OMRF’s Judith James named to national research advisory council
Copyright © 2016 Oklahoma Medical Research Foundation
The National Institute of Arthritis and Musculoskeletal and Skin Diseases (NIAMS) has announced the appointment of OMRF scientist Judith James, M.D., Ph.D., to its Advisory Council.
NIAMS, a part of the National Institutes of Health, supports research related to the causes, treatment and prevention of arthritis and musculoskeletal and skin diseases. This includes the training of basic and clinical scientists to carry out research, as well as disseminating information of research progress on these diseases, according to the institute’s mission statement. In 2015, NIAMS awarded nearly $100 million in grants to researchers at institutions around the country.
The Advisory Council is comprised of individuals who have expertise in the institute’s mission areas, are qualified to provide advice on policy issues and make recommendations on research proposals, among other responsibilities.

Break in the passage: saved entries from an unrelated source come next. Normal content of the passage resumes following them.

PR #126, opened 2025-09-17
feat: Upload UI, and demo

Peeja:
Presenting…Guppy!

success

#### PR Dependency Tree

* **PR #126** 👈
  * **PR #127**
    * **PR #128**


pkg/preparation/sqlrepo/stats.go
```diff
@@ -0,0 +1,101 @@
...
+import (
+	"context"
+
+	"github.com/storacha/guppy/pkg/preparation/types/id"
+)
+
+func (r *Repo) TotalBytesToScan(ctx context.Context, uploadID id.UploadID) (uint64, error) {
+	row := r.db.QueryRowContext(
+		ctx, `
+			SELECT COALESCE(SUM(fs_entries.size), 0)
```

“I am honored by this appointment and am very excited to be selected to serve on this committee,” said James, who is the program chair of OMRF’s Arthritis and Clinical Immunology Research Program. “I have been very fortunate that NIAMS has been committed to my career since the very beginning. I received a Presidential Early Career Award and NIAMS is who nominated me. That was kind of the beginning of my research career, and they have supported and funded me since then.”
James has served NIAMS in several capacities over the years, including serving on its Board of Scientific Counselors for four years and spending the past two as the chair of the board.
In her Council position, James will travel to Washington, D.C., throughout the year to meet with the director of the institute and its senior leadership to aid in reviewing requests for applications and evaluating new programs they will be supporting.
James will also help by serving as a second level of review for grants that will be funded by the institute, she said, ensuring scientists are asking important clinical and research questions and being good stewards of the money the federal government is giving to the institute. She will also help to communicate new areas or research, address unmet needs in the community, and help the institute plan for its future.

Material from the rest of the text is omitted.